The invention discloses a method for automatically intercepting file outgoing based on an enterprise private cloud disk, which comprises the following steps: setting interception condition information of file outgoing in a cloud disk system, and setting priority order of interception condition judgment in the interception condition information; the method comprises the steps that a user terminal sends a request of an outgoing file to a cloud disk system, and the cloud disk system packs the file to be sent of the user terminal and obtains file pack information of the file to be sent; and the cloud disk system judges whether the file to be sent out meets the interception condition information according to the set interception condition information and the priority order judged by the interception condition after acquiring the file package information, if not, the file to be sent out is intercepted, and if so, the file to be sent out is sent out. The invention can realize step-by-step judgment of interception conditions, effectively improve the accuracy of outgoing of the file to be sent out, effectively ensure the security of outgoing of the file to be sent out, and effectively improve the experience of users.

Description

Method for automatically intercepting file outgoing based on enterprise private cloud disk
Technical Field
The invention relates to the field of file sending interception, in particular to a method for automatically intercepting file outgoing based on an enterprise private cloud disk.
Background
Automatic interception of cloud disk file outgoing of enterprises: after the private cloud disk is deployed by the enterprise, enterprise internal staff want to send files to the external network through the enterprise cloud disk, and automatically trigger an outgoing file detection mechanism through an outgoing spring strategy preset in the cloud disk system, and intelligent interception is performed according to the preset outgoing interception strategy. However, in the current enterprise private cloud disk software, there is no good interception management scheme for file security delivery, especially in a complex use environment, the user needs are difficult to meet when they are changeable, so that accurate and effective interception of file delivery cannot be realized, resulting in low security of file delivery.
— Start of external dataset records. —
PR #1021, opened 2022-10-31
Get rid of MavenImpl in MavenExecutionContext

laeubi:
FYI @HannesWell lets see if we can get rid of this here to containers are used more consistently when executing requests.

### DIFF
--- a/org.eclipse.m2e.core/src/org/eclipse/m2e/core/internal/embedder/MavenExecutionContext.java
+++ b/org.eclipse.m2e.core/src/org/eclipse/m2e/core/internal/embedder/MavenExecutionContext.java
@@ -29,6 +29,7 @@ import java.util.Properties;
 import java.util.Set;
 
 import org.eclipse.aether.ConfigurationProperties;
+import org.eclipse.aether.DefaultRepositorySystemSession;
 import org.eclipse.aether.transfer.TransferListener;
 import org.eclipse.core.resources.IFile;
 import org.eclipse.core.runtime.CoreException;
@@ -36,8 +37,10 @@ import org.eclipse.core.runtime.IProgressMonitor;
 import org.eclipse.core.runtime.NullProgressMonitor;
 import org.eclipse.core.runtime.Status;
 
+import org.codehaus.plexus.PlexusContainer;
 import org.codehaus.plexus.classworlds.realm.ClassRealm;
 
+import org.apache.maven.DefaultMaven;
 import org.apache.maven.Maven;
 import org.apache.maven.artifact.Artifact;
 import org.apache.maven.artifact.InvalidRepositoryException;
@@ -64,9 +67,9 @@ import org.apache.maven.repository.RepositorySystem;
 import org.apache.maven.session.scope.internal.SessionScope;
 import org.apache.maven.settings.Settings;
 
+import org.eclipse.m2e.core.MavenPlugin;
 import org.eclipse.m2e.core.embedder.ICallable;
 import org.eclipse.m2e.core.embedder.IComponentLookup;
-import org.eclipse.m2e.core.embedder.IMaven;
 import org.eclipse.m2e.core.embedder.IMavenConfiguration;
 import org.eclipse.m2e.core.embedder.IMavenExecutionContext;
 import org.eclipse.m2e.core.internal.MavenPluginActivator;
@@ -89,7 +92,7 @@ public class MavenExecutionContext implements IMavenExecutionContext {
 
   private static final ThreadLocal<Deque<MavenExecutionContext>> threadLocal = new ThreadLocal<>();
 
-  private final MavenImpl maven;
+  private final PlexusContainer container;
 
   private MavenExecutionRequest request;
 
@@ -100,8 +103,11 @@ public class MavenExecutionContext implements IMavenExecutionContext {
 
   private IMavenProjectFacade projectFacade;
 
-  public MavenExecutionContext(MavenImpl maven, IMavenProjectFacade projectFacade) {
-    this.maven = maven;
+  private IComponentLookup containerLookup;
+
+  public MavenExecutionContext(PlexusContainer container, IMavenProjectFacade projectFacade) {
+    this.container = container;
+    this.containerLookup = PlexusContainerManager.wrap(container);
     this.projectFacade = projectFacade;
     if(projectFacade != null) {
       File basedir;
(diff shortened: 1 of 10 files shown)


laeubi:
@HannesWell only the two felix tests fail, is there anything special with those?

org.eclipse.m2e.core/src/org/eclipse/m2e/core/internal/embedder/MavenExecutionContext.java
```diff
@@ -476,7 +485,7 @@ public IComponentLookup getComponentLookup() {
       throw new IllegalStateException();
     }
     if(projectFacade == null) {
-      return maven;
+      return containerLookup;
```
HannesWell, line 488: Since we have a containerLookup at hand here, why isn't that always returned?
Is it because in case a projectFacade is present the project's classrealm is used as classloader?

HannesWell (commented):
The intention of this change is to bind a MavenExecutionContext to a PlexusContainer and therefore one '.mvn' folder and consequently the associated extensions, isn't it?

I think that is a good improvement and I assumed that this were the case already.

I just have a few suggestions for minor refactoring that I'm about to push as separate commit to this branch. Feel free t squash them into you commit or to discard them as you think it is appropriated.

HannesWell:
> @HannesWell only the two felix tests fail, is there anything special with those?

Actually not really. They don't even have extensions... I have a look.

org.eclipse.m2e.core/src/org/eclipse/m2e/core/internal/embedder/MavenExecutionContext.java
laeubi: The passed lookup is only used for the case where we have not a project and otherwise depend on the project state, but probably can later be simplified... for now I just want to do it a bit step-by-step than one big bang :-)

laeubi:
> > @HannesWell only the two felix tests fail, is there anything special with those?
> 
> Actually not really. They don't even have extensions... I have a look.

If I start m2e from my eclipse I can import the project and it has the pde nature so everything looks fine....

HannesWell:
> > > @HannesWell only the two felix tests fail, is there anything special with those?
> > 
> > 
> > Actually not really. They don't even have extensions... I have a look.
> 
> If I start m2e from my eclipse I can import the project and it has the pde nature so everything looks fine....

Do the projects also show up in the `Target Platform State` view?
Because the failure actually says that the projects are not found in PDE's PluginRegistry. The import itself succeeds.
I can reliably reproduce the failure locally when executing them as Plugin-Tests. The previous commit works fine.
Although I don't know why this change affects PDE's plugin registry it looks like it does so.

laeubi:
Yes I can reproduce it as well, but why only felix has a problem but not bnd? It seems for some reason the mojo is not executed here and thus no manifest is written.

HannesWell:
> Yes I can reproduce it as well, but why only felix has a problem but not bnd? It seems for some reason the mojo is not executed here and thus no manifest is written.

I can confirm that the manifest is not written with this change.
Can it be that it is because the maven-bundle-plugin is configured as extension? That's the only difference I see a.t.m.
```
<plugin>
	<groupId>org.apache.felix</groupId>
	<artifactId>maven-bundle-plugin</artifactId>
	<extensions>true</extensions>
</plugin>
```

laeubi:
Good catch, is extension needed here? I'm not aware of it being required?

HannesWell:
> Good catch, is extension needed here? I'm not aware of it being required?

😎 It is required for the project with `<packaging>bundle</packaging>`. That's why there are two cases, one jar-project and one bundle-project.

laeubi:
I checked this and it works for the jar packaging then, but complains about unknown `bundle` packaging, would you be fine if we for now ignore that test until project scoped extensions are fixed? I think this the same issue I have described here:
- https://github.com/eclipse-m2e/m2e-core/pull/1019

that currently project extensions leak into the default context and project extensions actually don't work because we load them always with the default context. I just don't know how fast we can fix this ...

laeubi:
BTW  BND also has a mode as an extension:

https://github.com/bndtools/bnd/blob/master/maven/bnd-maven-plugin/README.md#jar-goal

I think the best would be two have two configurations then one with extension=true and one without...

HannesWell:
> would you be fine if we for now ignore that test until project scoped extensions are fixed? I think this the same issue I have described here:
> 
>     * [Enhance the testcase to make sure extensions are not looked up from projects context #1019](https://github.com/eclipse-m2e/m2e-core/pull/1019)

I would be ok, if we temporarily disable that test, but we should definitely fix that soon before the next release then. Otherwise projects that use the same setup like in the tests are effectively broken. 


> I think the best would be two have two configurations then one with extension=true and one without...

That's a good suggestion. Similar like for the felix-plugin. Do you plan to contribute such test case?

laeubi:
> That's a good suggestion. Similar like for the felix-plugin. Do you plan to contribute such test case?

Not yet, but I noticed that we only test the "good" case, so actually one would need one test case:

1. felix with extension = true and check that jar works but bundle gives an error marker
2. felix with extension = true and check that both works
3. same for BND jar / bnd-process...

laeubi:
> would be ok, if we temporarily disable that test, but we should definitely fix that soon before the next release then.

Sure I'll just disable they now and see if any of the integration test fail, if yes I think I need to broaden the scope of this change :-\

laeubi:
Great build successful except those felix stuff, lets merge this and build on top of it ...

HannesWell:
> > That's a good suggestion. Similar like for the felix-plugin. Do you plan to contribute such test case?
> 
> Not yet, but I noticed that we only test the "good" case, so actually one would need one test case:
> 
>     1. felix with extension = true and check that jar works but bundle gives an error marker
> 
>     2. felix with extension = true and check that both works
> 
>     3. same for BND jar / bnd-process...

Do you plan to add such test case? If not I can do that because I think we should test as much as possible in that area.

laeubi:
> > > That's a good suggestion. Similar like for the felix-plugin. Do you plan to contribute such test case?
> > 
> > 
> > Not yet, but I noticed that we only test the "good" case, so actually one would need one test case:
> > ```
> > 1. felix with extension = true and check that jar works but bundle gives an error marker
> > 
> > 2. felix with extension = true and check that both works
> > 
> > 3. same for BND jar / bnd-process...
> > ```
> 
> Do you plan to add such test case? If not I can do that because I think we should test as much as possible in that area.

That would be very helpful I'm currently debugging the Plexus stuff and more tests are always better.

Accordingly, the prior art has drawbacks and needs improvement.
Disclosure of Invention
The invention aims to overcome the defects of the prior art, and provides a method for automatically intercepting file outgoing based on an enterprise private cloud disk, which solves the problem that in the prior art, the file outgoing is low in safety because the file outgoing cannot be accurately and effectively intercepted.
The technical scheme of the invention is as follows: an enterprise private cloud disk file outgoing automatic interception method comprises the following steps:
s1: setting interception condition information of file outgoing in the cloud disk system, and setting priority order of interception condition judgment in the interception condition information.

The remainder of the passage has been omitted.